Evidence Distribution

The person who breaks the seal on the evidence container and distributes the evidence

  • becomes the hub of the chain of custody within the laboratory,
  • is responsible for appropriate sequencing of examinations,
  • should be aware of the possible implications of biological and trace evidence.

There are two commonly used approaches to evidence distribution:

  • Centralized system
  • Examiner based system

Centralized System

A laboratory manager or trained individual within the evidence-receiving or evidence-control organization

  • breaks the seal on the container,
  • determines the types of examinations required,
  • coordinates the distribution of evidence with the appropriate discipline area for assignment to examiner(s).

Examiner-Based System

Based on laboratory protocol, a laboratory manager or supervisor typically assigns each evidence submission to an examiner within a particular forensic discipline. The assignment is determined based upon the nature of the case and the documented type of evidence.

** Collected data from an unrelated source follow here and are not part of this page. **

Issue #332, opened 2019-07-07
Another issue with _vjpConv2DBackpropInput


sjaz24:
After fixing issue #329, I've encountered another issue during backpropagation that results in the following type of error:

```
Fatal error: Incompatible shapes: [1,32,32,64] vs. [4,4,32,64]: file /Users/stephenjohnson/Projects/Conv2dTransposeTest/.build/checkouts/swift-apis/Sources/TensorFlow/Bindings/EagerExecution.swift, line 299
Illegal instruction: 4
```

It took me a while to track down, but I believe it is because conv2DBackpropInput has differentiable order of wrt: (x, filter)

```
/// TensorFlow builtin conv2d gradient helper for the input.
@differentiable(wrt: (x, filter), vjp: _vjpConv2DBackpropInput)
@usableFromInline
func conv2DBackpropInput<Scalar: TensorFlowFloatingPoint>(
```
but _vjpConv2DBackpropInput is returning a tuple where conv2DBackpropFilter call is the first tuple item and the conv2D call is the second tuple item. 

```
return (value, { v in
    (conv2DBackpropFilter(x, input: v, filterSizes: shape, strides: strides,
                          padding: padding, dilations: dilations),
     conv2D(v, filter: filter, strides: strides, padding: padding, dilations: dilations))
```

When I switch them around, everything appears to work fine. I'm going to submit a PR.

rxwei:
Great catch!

sjaz24:
Thank you!

PR #333, opened 2019-07-07
Another fix for vjp conv2 d backprop input

sjaz24:
This is a fix for issue #332


saeta:
@sjaz24 thank you very much for this! Quick question: would it be possible to add a test here (e.g. based off of your code that triggered the issue) to ensure we don't regress our behavior in the future? Thanks! -Brennan

Shashi456:
@saeta I'm adding a rest in #288

saeta:
Thanks @Shashi456 !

Upon breaking the seal on the container, the examiner acts as the hub of the chain of custody within the laboratory and is responsible for

  • distributing evidence,
  • sequencing examinations,
  • identifying significant examinations that were not requested.

In the examiner-based system, the firearm/toolmark examiner reviews all evidence in a given submission. The examiner is expected to exercise management skill, knowledge, and decision-making expertise.

This approach requires that the examiner is generally familiar with the forensic capabilities of the laboratory.